Below is my basic implementation of the core part of this algorithm, generalised
to work in n
dimensional space.
In [120]:
import numpy as np
import random
import time
from sklearn.cluster import KMeans
import matplotlib.pyplot as plt
%matplotlib inline
def group(pgroup, plist, b):
"""
pgroup: particles already in group, list of tuples in form (id,x_i,x_j,x_k, ... x_n)
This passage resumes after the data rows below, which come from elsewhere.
PR #7467, opened 2021-11-22
Add approx partitioner.

trivialfis:
Extracted from https://github.com/dmlc/xgboost/pull/7214 .

### DIFF
--- a/src/tree/updater_approx.h
+++ b/src/tree/updater_approx.h
@@ -1,0 +1,146 @@
+/*!
+ * Copyright 2021 XGBoost contributors
+ *
+ * \brief Implementation for the approx tree method.
+ */
+#ifndef XGBOOST_TREE_UPDATER_APPROX_H_
+#define XGBOOST_TREE_UPDATER_APPROX_H_
+
+#include <limits>
+#include <utility>
+#include <vector>
+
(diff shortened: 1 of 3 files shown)


src/tree/updater_approx.h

plist: particles not in yet group, list of tuples in form (id,x_i,x_j,x_k, ... x_n)
where
id is the particle id
x_i to x_n are the coordinates of the particle in n dimensional space
b: linking length (how close a particle needs to be to be a "friend")
"""
# record initial lengths of lists
ngroup = len(pgroup)
nlist = len(plist)
# id of everything in the group
idg = np.array([i[0] for i in pgroup])
# positions of everything in the group
pg = np.array([i[1:] for i in pgroup])
# loop over particles NOT in the group
for p in plist:
# particle properties
idp = p[0] # particle id
pp = np.array(p[1:]) # particle position
# distance between this particle and all in the group already
dr = np.sqrt(np.sum((pg-pp)*(pg-pp),axis=1))
# indices of the particles with distance < b from a particle in the group
id_in_group = np.where(dr<b)[0]
# if there is at least one particle in the group within b of this particle
if (len(id_in_group)>0):
# add this particle to the group
pgroup.append(p)
# remove matching particle from list
plist.remove(p)
# check if nothing changed
if (abs(len(pgroup)-ngroup)<0.1):
return pgroup, plist
else:
return group(pgroup, plist, b)
Simulate some data
Now let’s make some data to play with. Two groups, with a Gaussian distribution of points one centered at \( (x,y)=(4,5) \) and the other at \( (x,y)=(1,2) \).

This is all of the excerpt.